Paul Murray
- Full name: Paul Finbarr Murray
- Born: 29 June 1905 Sandycove, Dublin, Ireland
- Died: 1 June 1981 (aged 75) Ballsbridge, Dublin, Ireland
- School: Blackrock College
- Occupation: Medical practitioner

Rugby union career
- Position: Half-back / Centre

International career
- Years: Team / Apps / (Points)
- 1927–33: Ireland / 19 / (33)
- 1930: British Lions / 4 / (0)

= Paul Murray (rugby union) =

Irish rugby union player

Paul Finbarr Murray (29 June 1905 — 1 June 1981) was an Irish rugby union international.

One of nine siblings, Murray was born in Dublin and attended Blackrock College.

Murray, who captained Dublin club Wanderers, played provincial rugby for Leinster and was capped 19 times for Ireland, debuting in 1927. He was a versatile back, making his Ireland appearances as a centre, out-half and scrum-half. In 1930, Murray made the British Lions squad for the tour of New Zealand and Australia, featuring in four of the five Tests. He was picked as a three-quarter, but ended up as the team's scrum-half, after Wilf Sobey got injured.

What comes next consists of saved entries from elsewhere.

PR #462, opened 2022-02-19
removed defunct summaries contents

smcgregor:


smcgregor:
A test is failing, but I believe it is unrelated to this fix and manual testing of the behavior checks out.

Issue #455, opened 2022-02-16
UI improvements


cesarvarela:
- [x] Would be helpful to be able to navigate to /apps/classifications from the website (after logging in)
- [x] In /apps/classifications, it’s a bit annoying to have two clicks to edit (edit button -> edit); it would be better to go straight to full edit mode. If the idea is to let people view the classification, could add a "view" button to give access to the main modal.
- [x] In apps/classifications, could there be a "submit" (or "save") button at the top of the edit interface as well as the bottom?
- [ ] It would be helpful to be able to select multiple incidents and change certain things simultaneously - most obviously "stage"
- [x] For the fields where multiple choices are possible, would it be possible to use checkboxes (rather than command/control to select multiple), to ensure annotators know that they can choose multiple?
- [ ] After logging into the database, there is no button to log out in the UI

PR #473, opened 2022-02-23
Replace Select component with a checkbox group in Taxonomy Form

cesarvarela:
image

The list sometimes gets a little long but gives all the available items visibility. It could be made scrollable with a max height if that's better

part of #455


smcgregor:
Looks good, except the prompt is no longer accurate (don't use the ctrl key).

cesarvarela:
Removed

cesarvarela:
Maybe do the same but for enum types and using radio buttons instead?

smcgregor:
Yes, sounds like a good change. Should I hold this PR or merge this one first?

cesarvarela:
Yes, let's merge this one as it is.

PR #484, opened 2022-03-01
Move parsing endpoint to a Gatsby function

### LINKED ISSUE #467: Move parsing news endpoint to a Netlify function
Considering that everything is already set up to use Netlify functions through Gatsby, the only thing left would be to find a library that extracts article data.

Something like https://github.com/ageitgey/node-unfluff.

This would fix the cold start problems of the current endpoint.

cesarvarela:
Closes #467


cesarvarela:
It seems to perform similarly; sometimes, it succeeds in some attributes where the old one fails and vice versa, but overall I think this is a net positive because it seems much more stable (I had the old one crash while testing a couple of times when it should have been wide awake already.)

cesarvarela:
Needs to be whitelisted it seems.

site/gatsby-site/src/api/parseNews.js
```diff
@@ -0,0 +1,21 @@
...
+import { format, parseISO } from 'date-fns';
+
+export default async function handler(req, res) {
+  const { url } = req.query;
+
+  const article = await Mercury.parse(url, { contentType: 'text' });
+
+  const response = {
+    title: article.title,
+    authors: [article.author],
```
smcgregor, line 11: What if there are multiple authors? I think the form is still input as a CSV here?

smcgregor:
One comment on the code side. If you are good with the behavioral testing, I'll merge after you reply and test this and other items in staging tomorrow.

site/gatsby-site/src/api/parseNews.js
cesarvarela: Good question. Do you have an example?

smcgregor: Two that may get treated differently

https://www.wsj.com/articles/ukraine-war-leads-to-more-global-business-disruption-11646173915

https://www.theguardian.com/world/2022/mar/01/russias-war-in-ukraine-complete-guide-in-maps-video-and-pictures

PR #491, opened 2022-03-02
Fix Submit form

### LINKED ISSUE #490: Submit form is Broken
It looks like there is a problem in the submit form in staging. I found it after merging to production, but I cancelled the build so the issue is not live.

It looks like there is now an inconsistency in the values being pushed to the backend with the update. Specifically,
```
Version currently deployed to staging and sitting on master:
      "authors": "Test Author", # this is not an array

Current working version,
      "incident_id": 0, # this is missing on staging
      "tags": [], # this is missing on staging
      "authors": [ # this is an array
        "Beth Mole"
      ],
```

I think the form submission (preferred) or the server side function needs updating.

cesarvarela:
closes #490 

This happened because I'm mocking the backend response, and mocks tend to drift away from actual implementation.

Eventually would be nice to have a full e2e test environment.

### DIFF
--- a/site/gatsby-site/cypress/integration/submit.js
+++ b/site/gatsby-site/cypress/integration/submit.js
@@ -41,12 +41,13 @@ describe('The Submit form', () => {
       expect(xhr.request.body.arguments[0]).to.deep.include({
         title: 'YouTube to crack down on inappropriate content masked as kids’ cartoons',
         submitters: 'Something',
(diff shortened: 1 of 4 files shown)


cesarvarela:
Also tweaked the form behavior a little bit, so it is easier to trigger the form's validation and prevent the state from being cleared on error.

PR #496, opened 2022-03-08
Normalize incidents collection

cesarvarela:
@smcgregor please take a look


smcgregor:
I'll review, please update for the conflict as appropriate. Note to self: the build will not pass until staging is migrated according to this change set.

site/gatsby-site/migrations/2022.03.04T15.44.49.incidents-normalization.js
```diff
@@ -0,0 +1,107 @@
...
+        title,
+        url,
+        tags,
+        flag,
+      } = report;
+
+      const newReport = {
+        _id,
+        incident_id,
+        authors: authors || [],
```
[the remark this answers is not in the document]
cesarvarela: I couldn't find any, but this is a failsafe to prevent mongo to store `null` values which break the Graphql endpoint.

site/gatsby-site/cypress/integration/downloadIndex.js
```diff
@@ -0,0 +1,92 @@
...
+
+  const downloadsFolder = Cypress.config('downloadsFolder');
+
+  it('Should return a properly constructed Algolia index', () => {
+    cy.visit(url);
+
+    cy.query({
+      query: gql`
+        query {
+          reports(limit: 9999) {
```
smcgregor, line 15: It may be better to set this low for tests so the test will run faster.

site/gatsby-site/cypress/integration/downloadIndex.js
```diff
@@ -0,0 +1,92 @@
...
+            date_submitted
+            description
+            epoch_date_downloaded
+            epoch_date_modified
+            epoch_date_published
+            epoch_date_submitted
+            epoch_incident_date
+            flag
+            image_url
+            incident_date
```
smcgregor, line 30: incident_date is still on the reports collection? It should be joined in to the rows of the reports, but it should not be in the same collection as reports post-normalization.

site/gatsby-site/cypress/integration/downloadIndex.js
```diff
@@ -0,0 +1,92 @@
...
+          }
+        }
+      `,
+    }).then(({ data: { reports } }) => {
+      cy.get('[data-cy=download]').click();
+
+      cy.readFile(path.join(downloadsFolder, 'index.json'), { timeout: 15000 }).then((index) => {
+        expect(index).to.have.length(reports.length);
+        expect(index.find((r) => r.report_number == 19)).to.deep.equal({
+          objectID: '5d34b8c29ced494f010ed46c',
```
smcgregor, line 48: Maybe you need to get the whole index to ensure this record is in the set?

site/gatsby-site/migrations/2022.03.04T15.44.49.incidents-normalization.js
```diff
@@ -0,0 +1,107 @@
...
+        date_downloaded,
+        date_modified,
+        date_published,
+        date_submitted,
+        description,
+        epoch_date_downloaded,
+        epoch_date_modified,
+        epoch_date_published,
+        epoch_date_submitted,
+        epoch_incident_date,
```
smcgregor, line 53: This should be on the incident collection, not the reports collection.

smcgregor (commented):
* I will need to trigger a backup from the workflow before merging this since it is deleting many records.
* We need to address the locking/mutation issue since we will soon have multiple editors in the system. Please open an issue for this and we will talk on Wednesday about when we schedule it for work.

After we close the discussion threads on this, let's merge to staging and do a thorough functional evaluation there. Too much downstream code is depending on this at the moment to block with a non-staging branch review. Time to get this to staging then production!

site/gatsby-site/cypress/integration/downloadIndex.js
cesarvarela: Tested just in case, but it doesn't seem to make that much of a difference, maybe once there are more reports.

site/gatsby-site/cypress/integration/downloadIndex.js
cesarvarela: Yeah, I was thinking that it could be done in another PR since it should also use MongoDB's Date data type,  and that would require more changes yet. But if you think it's better to do it all at once I can add that change here too.

site/gatsby-site/cypress/integration/downloadIndex.js
cesarvarela: Not sure I follow. This tests downloads the entire index JSON file and  checks that the report number 19 has proper structure and values.

site/gatsby-site/migrations/2022.03.04T15.44.49.incidents-normalization.js
cesarvarela: Yes, same as my comment above, I was thinking to update it in another PR, too many changes at once otherwise.

cesarvarela:
Add some comments

site/gatsby-site/cypress/integration/downloadIndex.js
smcgregor: If you set the number of records to return to a small number, then this specific record might not be returned.

smcgregor:
Squashing and merging to staging. This will blog deployments to production until everything is tested thoroughly in user space, but it is time we start that testing.

Issue #414, opened 2022-01-26
Incident has wrong occurance date


smcgregor:
https://incidentdatabase.ai/cite/2?lang=en

It should be December 5th for all the reports.

smcgregor:
Updated. It will change in the next deploy.

PR #502, opened 2022-03-19
Set epoch vals on update

smcgregor:
Related to #414


smcgregor:
Merging this now since it won't deploy the realm function to staging without this sitting on staging.

PR #510, opened 2022-03-25
Add resources taxa to Algolia index

### LINKED ISSUE #487: Non-CSET Facets are not Pushed to Algolia
When `"instant_facet":true,` on the taxonomy collection, it is expected that that resource would be searchable in the Algolia index, but I don't believe it is getting updated in the index.

cesarvarela:
- Adds `resources` taxa to Algolia index
- Adds new field `MSFT_AI_Fairness_Checklist`
- Adds unit test to the Algolia index generator util

image

closes #487 

builds on top of #496


smcgregor:
I changed the base from staging to master and back and it is still showing a diff on files that are unchanged after I merged the upstream. Can you merge staging into your branches to clear the diff?

cesarvarela:
Update the missing test fails because it needs a Realm schema update.

PR #526, opened 2022-04-13
Support markdown formatting on reports' text property

### LINKED ISSUE #519: Generate Markdown in Reports
When you use the fetch endpoint for parsing news articles, the returned text is a single big block of text.

cesarvarela:
This turned into adding support for markdown on the report's text property.

- `reports.text` and `submissions.text` is now stored as markdown
- `plain_text` field added to `submissions` and `reports` collections
- `text` field is pushed as plain text to the Algolia index
- translations store `text` as markdown since from my tests Google's Translate API can handle it well
- a migration updates every `submission` and `report` to normalizes the newline handling

- added a markdown editor 
image

(the custom resolver option was trickier because realm doesn't handle external npm dependencies very well)

_tests wont's pass until migration runs_

closes #519


smcgregor:
Blocking

* Merging this: https://github.com/responsible-ai-collaborative/aiid/pull/535 it is fixing a current issue in production so I won't add something that could block deploying from staging.

Not blocking

* We can't use the Google API to translate Markdown. I don't believe it will process links properly. For instance, how will the translation API know which word or words in the translation corresponds to the link? This may be an issue we need to open rather than blocking this from rolling forward in the short term. We can choose to strip links, etc. up until we have a solution.
* It looks like it is reinterpreting the currently plain text database as markdown, which should generally work but there is a possibility of something hiding among the reports that is not intended to be markdown. We will need to check for weird things and weird formatting across the whole text database.
* People are consuming the text of the project for natural language processing (NLP) purposes. Those models should not be processing markdown content. Can the GraphQL endpoint optionally return markdown or plaintext?
* People need to be told in the submission form that they can submit markdown
* At some point in the future we may want to re-parse the historical reports to have its original formatting, this should look significantly better.

Other Comments

* Displaying non-markdown content in the discover app makes sense. People will click through to view with formatting.
* This should merge after addressing the one blocking issue.
* This comment is formatted with Markdown ;)

cesarvarela:
Updated

smcgregor:
@cesarvarela I see this is marked for review. Should I review it? Builds are currently failing.

site/gatsby-site/src/components/taxa/Taxonomy.js
```diff
@@ -57,10 +57,6 @@ const Taxonomy = ({ taxonomy, incidentId }) => {
   const canEdit =
     isRole('taxonomy_editor') || isRole('taxonomy_editor_' + taxonomy.namespace.toLowerCase());
 
-  if (!canEdit && taxonomy.classificationsArray.length < 1) {
```
smcgregor, line 60: Why did you remove this? I think this makes the taxonomy not show up in the event no values are associated with the taxonomy. This is the desired behavior.

site/gatsby-site/src/global.css
```diff
@@ -911,3 +911,16 @@ img {
     padding-left: 0px;
   }
 }
+
+/* disable Github Permalink */
+.bytemd-toolbar-right [bytemd-tippy-path='5'] {
```
smcgregor, line 916: What is this doing?

site/gatsby-site/src/utils/AlgoliaUpdater.js
```diff
@@ -59,9 +63,12 @@ class AlgoliaUpdater {
       for (const report_number of incident.reports) {
         const report = reports.find((r) => r.report_number == report_number);
 
+        const text = await remark().use(remarkStrip).process(report.text);
```
smcgregor, line 66: Should use the plain_text field instead, no?

site/gatsby-site/src/utils/Translator.js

A medical practitioner, Murray became an Ireland selector after retiring from rugby in 1934. He remained active in sport as a golfer and won the 1940 South of Ireland Championship. In 1965 and 1966, Murray served as IRFU president. He had a son John who was capped for Ireland in 1963 and his daughter Oonagh played hockey for Ireland.